RAJAPerf-Benchmark GitHub repo
repository as Git submodules. The v2026.04.1 version of the repo is the
current version and was used to generate the baseline data described in
Example Benchmark Results.
The following command can be used to clone the GitHub repo:
$ git clone --recursive git@github.com:llnl/RAJAPerf-Benchmark.git
This will clone the repo into your local directory and put you on the main
branch of the benchmark repo, which is the default branch. To get a local copy
of the version used to generate the baselines, execute the following commands:
$ git checkout v2026.04.1
$ git submodule update --init --recursive
This will assure that you have the proper versions of the RAJAPerf and RAJA submodules in your repo clone.
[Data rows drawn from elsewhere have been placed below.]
PR #713, opened 2022-07-03
Make certain Bezier function parameters optional and other refactors

hannahli2010:
Refactor some functions to use optional parameters with default values.

Additional changes:
- Add `start` command to `package.json`
- Remove facvicon and update `index.html`
- Various stylistic changes
- Replaced derivative with tangent in the UI
- Changed normal and tangent to not show the reversed vector
- Rename `intersection_line` to `intersect_line_segement`
- Update comments


RobNadal:
There's so many options for project it could be worth creating a version of the function that just calls `project` with all the defaults so that a user who doesn't care about the options doesn't haven't to pass in `None` so many times. I just have no idea what to call such a function. Maybe just append a preposition for the one with parameters and call it `project_by` or `project_with`, or something

hannahli2010:
> There's so many options for project it could be worth creating a version of the function that just calls `project` with all the defaults so that a user who doesn't care about the options doesn't haven't to pass in `None` so many times. I just have no idea what to call such a function. Maybe just append a preposition for the one with parameters and call it `project_by` or `project_with`, or something

@Keavon Do you have any recommendations or preferences for this?

Keavon:
> @Keavon Do you have any recommendations or preferences for this?

@0HyperCube @TrueDoctor what's the idiomatic way to do this?

Keavon (approved):
Looks okay to merge but let's wait to hear about the idiomatic way to do this.

TrueDoctor:
Afaik using optional parameters is fine and as long as you have a small number of commonly used variations, you can create functions in the form of `function_with_pivot`. As soon as that becomes cumbersome to do, you usually employ the builder pattern  to cut down on the exponential number of requiried functions. This can be made easier by using a proc macro: https://docs.rs/derive_builder/0.11.2/derive_builder/

otdavies:
> Afaik using optional parameters is fine and as long as you have a small number of commonly used variations, you can create functions in the form of `function_with_pivot`. As soon as that becomes cumbersome to do, you usually employ the builder pattern  to cut down on the exponential number of requiried functions. This can be made easier by using a proc macro: https://docs.rs/derive_builder/0.11.2/derive_builder/

I second the builder pattern here. I think situations where you have greater than 2 optional parameters would be better suited to the builder pattern.

hannahli2010:
> Afaik using optional parameters is fine and as long as you have a small number of commonly used variations, you can create functions in the form of `function_with_pivot`. As soon as that becomes cumbersome to do, you usually employ the builder pattern to cut down on the exponential number of requiried functions. This can be made easier by using a proc macro: https://docs.rs/derive_builder/0.11.2/derive_builder/

Just to confirm, would `function_with_pivot` be a wrapped version of the function that does not require the user to pass in a value for the optional pivot?

TrueDoctor:
> 
> > Afaik using optional parameters is fine and as long as you have a small number of commonly used variations, you can create functions in the form of `function_with_pivot`. As soon as that becomes cumbersome to do, you usually employ the builder pattern to cut down on the exponential number of requiried functions. This can be made easier by using a proc macro: https://docs.rs/derive_builder/0.11.2/derive_builder/
> 
> Just to confirm, @TrueDoctor would `function_with_pivot` be a version of the function that **does** or **does not** require the user to pass in a value for the optional pivot?

It would be a function that takes a non optional pivot

bezier-rs/docs/interactive-docs/src/App.vue
```diff
@@ -265,16 +256,17 @@ export default defineComponent({
...
 								variable: "angle",
-								min: -90,
-								max: 90,
-								step: 5,
-								default: 15,
+								min: 0,
+								max: 2,
+								step: 1 / 16,
+								default: 1 / 8,
+								unit: "pi",
```
Keavon, line 263: Use `π` instead please, and remove the preceding space.

bezier-rs/docs/interactive-docs/src/utils/drawing.ts
```diff
@@ -13,6 +13,7 @@ export const COLORS = {
 	NON_INTERACTIVE: {
 		STROKE_1: "red",
 		STROKE_2: "orange",
+		STROKE_3: "green",
```
Keavon, line 16: So because the standard colors for the X, Y, Z axes are Red, Green, and Blue (RGB -> XYZ) in virtually all software, I'm worried about the maintainability of the Local Extrema example changing colors in the future if we change this color scheme defined here. I'd therefore suggest not using these color consts and hardcoding `"red"` and `"green"` for only the circles and text used in the Local Extrema example. (Then you can remove `STROKE_3` since it isn't used elsewhere yet.)

bezier-rs/lib/src/lib.rs
```diff
@@ -75,9 +95,11 @@ impl Bezier {
 	}
 
 	/// Create a quadratic bezier curve that goes through 3 points, where the middle point will be at the corresponding position `t` on the curve.
+	/// - `t` - A representation of how far along the curve the provide point should occur at. The default value is 0.5.
```
Keavon, line 98: provided*

bezier-rs/lib/src/lib.rs
```diff
@@ -89,17 +111,21 @@ impl Bezier {
 	}
 
 	/// Create a cubic bezier curve that goes through 3 points, where the middle point will be at the corresponding position `t` on the curve.
+	/// - `t` - A representation of how far along the curve the provide point should occur at. The default value is 0.5.
```
Keavon, line 114: provided*

bezier-rs/lib/src/lib.rs
```diff
@@ -89,17 +111,21 @@ impl Bezier {
...
 		if t == 0. {
 			return Bezier::from_cubic_dvec2(point_on_curve, point_on_curve, end, end);
 		}
 		if t == 1. {
 			return Bezier::from_cubic_dvec2(start, start, point_on_curve, point_on_curve);
 		}
-		let [a, b, _] = utils::compute_abc_for_cubic_through_points(start, point_on_curve, end, t);
+		let [a, b, c] = utils::compute_abc_for_cubic_through_points(start, point_on_curve, end, t);
+		let default_midpoint_separation = b.distance(c);
+		let midpoint_separation = midpoint_separation.unwrap_or(default_midpoint_separation);
```
Keavon, line 128: Avoid wasting computation on calculating `default_midpoint_separation` if it's only sometimes needed. You can use `unwrap_or_else` instead of `unwrap_or` to achieve that:
```rust
let midpoint_separation = midpoint_separation.unwrap_or_else(|| b.distance(c));
```

bezier-rs/lib/src/lib.rs
```diff
@@ -340,12 +367,14 @@ impl Bezier {
...
-	/// - `convergence_limit` - Controls the number of iterations needed to consider that minimum distance to have converged.
-	/// - `iteration_limit` - Controls the maximum total number of iterations to be used.
-	pub fn project(&self, point: DVec2, lut_size: i32, convergence_epsilon: f64, convergence_limit: i32, iteration_limit: i32) -> DVec2 {
+	/// Uses a searching algorithm akin to binary search that can be customized using the [ProjectionOptions] structure.
+	pub fn project(&self, point: DVec2, options: ProjectionOptions) -> DVec2 {
+		// Unwrap optional parameters
+		let lut_size = options.lut_size;
+		let convergence_epsilon = options.convergence_epsilon;
+		let convergence_limit = options.convergence_limit;
+		let iteration_limit = options.iteration_limit;
```
Keavon, line 376: Destructuring would probably be nicer:
```rust
let ProjectionOptions {
	lut_size,
	convergence_epsilon,
	convergence_limit,
	iteration_limit,
} = options;
```

bezier-rs/lib/src/lib.rs
```diff
@@ -540,10 +569,11 @@ impl Bezier {
 
 #[cfg(test)]
 mod tests {
-	use crate::utils;
-	use crate::Bezier;
 	use glam::DVec2;
 
+	use super::*;
+	use crate::utils;
```
Keavon, line 575: Please put this group above the `use glam::DVec2;` group since our ordering is *own crate* then *other first-party crates* then *std or third-party crates*.

bezier-rs/lib/Cargo.toml
```diff
@@ -12,3 +12,4 @@ license = "Apache-2.0"
 
 [dependencies]
 glam = { version = "0.17", features = ["serde"] }
+derive_builder = "0.11.2"
```
Keavon, line 15: I am open to being convinced otherwise, but I don't feel like the builder pattern is quite right for our needs (it seems to be generally the right idea to use another struct, but overkill to have this infrastructure surrounding the options struct). How about just defining the options struct (which derives `Default`) and just manually building it the normal way (like below)?

```rust
FooOptions::default()
```
or:
```rust
FooOptions {
    quick: 123,
    brown: 456,
    fox: 789,
    ..Default::default()
}
```

hannahli2010: That sounds good to me, but I'm no expert with Rust. @TrueDoctor @otdavies Do you two have any additional thoughts on this? I also might not be using the builder pattern correctly, so I'd appreciate your thoughts on this!

TrueDoctor: One advantage is that you don't have to provide your own default implementation by using the struct annotations.
The second advantage is that this works for fileds that don't implement default.
You can for example have a mix of required fields and optional fields which wouldn't be the case with the struct initializer.
You could of course provide your own default struct 
```rust
FooOptions {
 quick: 123,
 brown: 456,
 fox: 789,
  ..MyDefauilt }
```
but that would require the field types to implement Clone.
In this singular example the advantage of using the builder_derive crate is negligable but I thought about introducing this dep anyway because it might be useful in other areas of the project.

hannahli2010: @Keavon based on the additional comment, do you still prefer the struct implementation over builder? I don't have a particular preference as I agree that builder isn't super necessary here, but it may be nice to include the dependency now if we might use it in the future.

Keavon: Since this is a library used by others, is especially important to keep down on the dependencies. I think that need outweighs the slight benefits @TrueDoctor mentioned (but thanks for describing those!). Let's stick to the simple option and just implement default.

Keavon (approved):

3.4.2. Configuration and compilation
The RAJA Performance Suite uses a CMake-based system to configure the code for compilation. When building the RAJA Performance Suite, RAJA and the RAJA Performance Suite are built together with the same CMake configuration which is specified at the RAJA Performance Suite level. The generic process for specifying a configuration and generating a build space is to create a build directory and run CMake in it with the proper options. For example:
$ pwd
path/to/RAJAPerf
$ mkdir my-build
$ cd my-build
$ cmake <cmake args> ..
$ make -j (or make -j <N> to build with a specified number of cores)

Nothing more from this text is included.